State leaders fail to protect public assets
South Dakota’s state government has a troubling history of fraud incidents. However, 2024 marked a new low. Investigations last year implicated state employees in schemes that mismanaged or outright stole millions in public funds. The officials entrusted with safeguarding these assets — through robust systems, oversight and enforcement — seem to have failed the public.
Voters elect representatives to run state government responsibly and professionally. However, mounting evidence suggests systemic failures by leaders and legislators, raising critical questions about accountability.
Who’s minding the store?
South Dakota Attorney General Marty Jackley has been busy recently, announcing fraud investigation after fraud investigation involving state employees. Three people are currently being prosecuted, one has pleaded guilty, and another two died before their behavior fully came to light. It appears there has been a complete breakdown of oversight and internal controls.
While the fraudsters are directly to blame and should be prosecuted for violating public trust, the failures don’t stop there. Those responsible for implementing internal controls and oversight systems have also let us down.
So, who has been steering state government over the past decade or two? The finger points to a string of elected Republican leaders along with a Legislature that has seemingly been asleep at the wheel.
2024: A big year for fraud
Among the investigations announced last year, one case in the Department of Revenue involves the alleged forging of motor vehicle titles to get hundreds of thousands of dollars of bank loans. Meanwhile, $1.78 million was allegedly stolen over more than a decade from the state’s child protection program.
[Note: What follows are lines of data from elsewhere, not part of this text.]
PR #195, opened 2026-01-15
feat: multi-table support and data dictionary

cpsievert:
## For users

querychat has been single-table: one data frame, one schema, one conversation. If you had orders and customers and products, your options were to pre-join everything into one wide frame (losing the relational structure the LLM could reason about) or to spin up separate querychat sessions (losing the ability to ask cross-table questions). This PR removes that limitation.

You can now register multiple tables and the LLM will reason across all of them — joins, cross-table filters, aggregations:

```python
qc = QueryChat(orders_df, "orders")
qc.add_table(customers_df, "customers")
```

If your data lives in a SQLAlchemy engine (Python) or DBI connection (R), `add_tables()` bulk-registers all tables — or a named subset — in a single call, and builds the system prompt exactly once rather than once per table:

```python
qc = QueryChat()
qc.add_tables(engine)                          # all tables
qc.add_tables(engine, ["orders", "customers"]) # specific subset
```

The LLM's SQL queries can reference any registered table. To consume per-table filter state in a Shiny app, call `qc.server()` and use `table()` on the returned values — each table gets its own reactive sql/df/title:

```python
# In your Shiny server function:
qc_vals = qc.server()
qc_vals.table("orders").df()
qc_vals.table("customers").sql()
```

As a side note: `qc_vals.current_table()` (R: `qc_vals\$current_table()`) is also available — a reactive that returns the name of the most recently LLM-queried table, or `None`/`NULL` before any query. Useful when you want an output to follow whatever table the LLM just acted on without hard-coding a name.

Under the hood, a new `QueryExecutor` layer dispatches queries to the right backend. DataFrame sources (pandas, polars, pyarrow) get a shared DuckDB connection; Polars LazyFrames get a shared `SQLContext`; SQLAlchemy/Ibis tables use the existing shared backend directly. All tables in a session must be the same source type.

But multi-table introduces a scaling problem. The old design embedded full column statistics in the system prompt at startup — every conversation paid the cost of computing stats for every column of every table, whether the LLM needed them or not. With multiple tables, that cost multiplies. So schema fetching is now **on-demand**: the system prompt contains only a lightweight table overview, and the LLM calls the new `querychat_get_schema` tool to get column details for specific tables when it actually needs them.

And when you have several tables, column names get ambiguous. What does `status` mean in the orders table vs. the customers table? A new **`DataDict`** type — integrating with the https://data-dict.tidyverse.org/ spec — lets you annotate tables and columns with plain-English descriptions, loaded from a YAML file:

```python
QueryChat(data_dict="data_dict.yaml")
```

The schema tool uses these annotations directly, skipping the live stats query for any column that already has metadata. A fully-documented table incurs zero stats overhead. `DataDict` also supports `relationships` (JOIN hints for multi-table) and a `glossary` (domain term definitions), both surfaced in the system prompt so the LLM understands your domain language.

These three pieces — multi-table, on-demand schema, and data dictionary — aren't independent features. They're designed as layers: multi-table creates the need for smarter schema handling, on-demand fetching solves the cost problem, and `DataDict` solves the precision problem.

### Breaking changes

| Before | After |
|---|---|
| `qc.data_source` | `qc.table("name").data_source` |
| `qc.data_source = new_df` | `qc.add_table(new_df, "name", replace=True)` |
| `qc.server(data_source=df)` (Shiny) | `qc.add_table(df, "name")` before `server()` |
| `qc.df()` / `qc.sql()` / `qc.title()` (multi-table) | `qc_vals.table("name").df()` etc. via server return |

Bookmark keys changed: Python uses flat per-table keys (`querychat_sql_{name}`, `querychat_title_{name}`); R uses a nested `querychat_tables` dict. Old single-table flat keys (`querychat_sql`) are no longer written.

`data_description` is deprecated in favor of `data_dict`.

---

## For reviewers

The code mirrors the same layered story. Each layer depends only on the ones below it, so reviewing bottom-up avoids forward references:

**Layer 1 — The data contract** (`_datasource.py`). `DataSource` gained two methods: `get_column_metas()` (cheap — column names and types via `LIMIT 0`) and `populate_column_stats()` (expensive — min/max/categories). This split is the foundation everything else builds on: it's what makes on-demand fetching possible and what lets `DataDict` selectively skip stats queries. `ColumnMeta` also gained a `description` field for `DataDict` annotations.

**Layer 2 — Multi-table dispatch** (`_query_executor.py`, new). A `QueryExecutor` sits between the tools and the data sources. It exposes the same `get_column_metas(table)` / `populate_column_stats(table)` / `execute_query()` surface but routes to the right backend. Three implementations: `DataSourceExecutor` for single-table or shared-backend multi-table (SQLAlchemy, Ibis); `DuckDBExecutor` for multi-table DataFrames (registers all tables in one in-memory DuckDB); and `PolarsSQLExecutor` for multi-table Polars LazyFrames (shared `SQLContext`). `check_source_compatibility()` enforces that all tables in a session share the same source type and backend.

**Layer 3 — Column metadata** (`_data_dict.py`, new). A Pydantic model hierarchy: `DataDict` → `TableSpec` → `ColumnSpec`. The key method, `DataDict.get_table_schema()`, merges static annotations onto live `ColumnMeta` objects and only sends undocumented columns to `populate_column_stats()`. This is where the "skip stats for documented columns" optimization lives.

**Layer 4 — The schema tool** (`tools.py`, `prompts/tool-get-schema.md`). `querychat_get_schema` dispatches to either `DataDict.get_table_schema()` or `executor.get_schema()` depending on whether a dict is present. It returns a `GetSchemaResult` subclass that renders a compact status line in Shiny chat rather than dumping the raw schema.

**Layer 5 — Prompt rewiring** (`_system_prompt.py`, `prompts/prompt.md`). The old `{{schema}}` Mustache variable is gone. Replaced by `{{tables_overview}}` (lightweight table list), `{{relationships}}`, `{{glossary}}`, and a `{{multi_table}}` flag that drives conditional instructions requiring `table=` parameters in tool calls.

**Layer 6 — Orchestration** (`_querychat_base.py`). The base class now holds `dict[str, DataSource]`. `add_table()` uses a staged-rebuild pattern: it builds the new system prompt and executor against a copy of the sources dict, committing only if both succeed, to avoid partial state on failure. `add_tables()` (Python: SQLAlchemy engine; R: DBI connection) bulk-stages all tables and calls `build_system_prompt()` exactly once, avoiding the N-1 spurious rebuilds that calling `add_table()` in a loop would cause. `table(name)` returns a config-only `TableAccessor` — `data_source` and `table_name` work, but `df()`/`sql()`/`title()` raise with guidance to use the server return value instead.

**Layer 7 — Shiny reactive state** (`_shiny_module.py`). `ServerValues` has per-table state in `tables: dict[str, TableState]`, each with its own reactive `sql`, `title`, and `df`. It also gained a `table(name)` method that returns a `TableAccessor` backed by the per-session `TableState` — this is the correct way to consume per-table reactive results. Also added: `current_table()`, which tracks the most recently LLM-touched table name across `update_dashboard`, `reset_dashboard`, `chat_update`, and bookmark restore. Single-table apps still get top-level `.df`, `.sql`, `.title` on `ServerValues` for backward compatibility; multi-table replaces them with `_MultiTableBlockedReactive` sentinels that raise with migration guidance. Bookmark keys are per-table (Python: flat `querychat_sql_{name}`; R: nested `querychat_tables`).

**Layer 8 — Public accessors and framework adapters** (`_table_accessor.py` new, `_dash.py`, `_gradio.py`, `_streamlit.py`). `TableAccessor` is a thin proxy that can be constructed in two modes: config-only (from `qc.table()`, raises on reactive methods) or state-backed (from `qc_vals.table()`, fully reactive). `StateDictTableAccessor` is the Dash/Gradio variant that always raises on reactive methods with instructions to use the state-dict API instead. Framework adapters gained `table=` parameters on `df()`, `sql()`, `title()`.

## Test plan

- [ ] `make py-check` passes (format, types, tests)
- [ ] Multi-table Shiny app: LLM correctly joins/filters across tables
- [ ] Single-table apps still work with no API changes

These incidents are just the latest in a sordid history of fraud that underscores deep flaws in the state’s oversight mechanisms.
A troubling legacy of fraud
South Dakota’s recent scandals are not isolated events but part of a troubling long-term pattern. Here are some others.
- Gear Up Scandal (2015): This scandal involved the mismanagement and embezzlement of millions in federal education funds through shell companies and falsified financial documents. The case ended in tragedy when one key figure murdered his family before taking his own life.
- EB-5 Scandal (2013-14): This one involved the misappropriation of investments and state funds in a federal program for economic development. The controversy culminated in the apparent suicide of a former state official.
- Northern Beef Packers Scandal (2013): A planned beef packing plant that received millions in state and federal funds failed, mired in allegations of fraud and insider deals.
Each scandal highlights significant lapses in oversight, transparency, and accountability. South Dakota has a fraud problem.
Too little, too late
The 2024 scandals have prompted recent legislative and administrative proposals aimed at strengthening oversight. Attorney General Jackley plans to propose new fraud protections this winter. Governor Noem has added an internal control officer and mandated annual training for state employees. The state auditor has pledged to revise procedures, and the legislature seeks answers, though it typically faces resistance from state agencies when it starts questioning operations.
While these measures sound promising, voters have little reason to believe they will effectively address the problem. Perhaps the state would benefit from involving fraud prevention experts. It also raises the question: why weren’t these measures implemented sooner? South Dakota’s history of fraud should have served as a clear warning.
Fraud may be inevitable
South Dakota’s chronic fraud problems may be inevitable. The state prides itself in its lean approach to government, prioritizing budget cuts and minimal spending. And the state’s closed primary election system encourages elected officials and candidates to try to outdo one another in proving their frugality and conservatism.
However, this minimalist approach to government often leaves critical oversight and auditing functions underfunded. So public assets are left unguarded and vulnerable to bad actors.
South Dakota voters deserve both answers and action. If leaders continue prioritizing reactive measures over systemic reform, the cycle of mismanagement and scandal will persist. It’s time for elected officials to deliver the accountability they’ve long promised.
As I learned during the SD GEAR UP scandal in the previous decade, state government strives to push accountability down through the ranks and, whenever possible, outward to consultants and contractors. The accountability culture begins at the top, with senior executive branch employees who serve at the pleasure of the governor (e.g., cabinet secretaries and their direct reports).
I made a proposal (in a five-page double-spaced memo) sent to all state legislators several years ago. My proposal would either expand the mandate of the SD State Auditor and the legislature’s GOAC or create a companion agency modeled on the Auditor’s office that would explicitly oversee the executive branch’s program operations. Needless to say, few legislators understood and there was no passion to address the lack of accountability processes for senior executives in state government.
The dwindling news media also has a watchdog role in covering state government, and South Dakota operates in notoriously closed fashion. One has to wonder how many fraudsters have never been detected.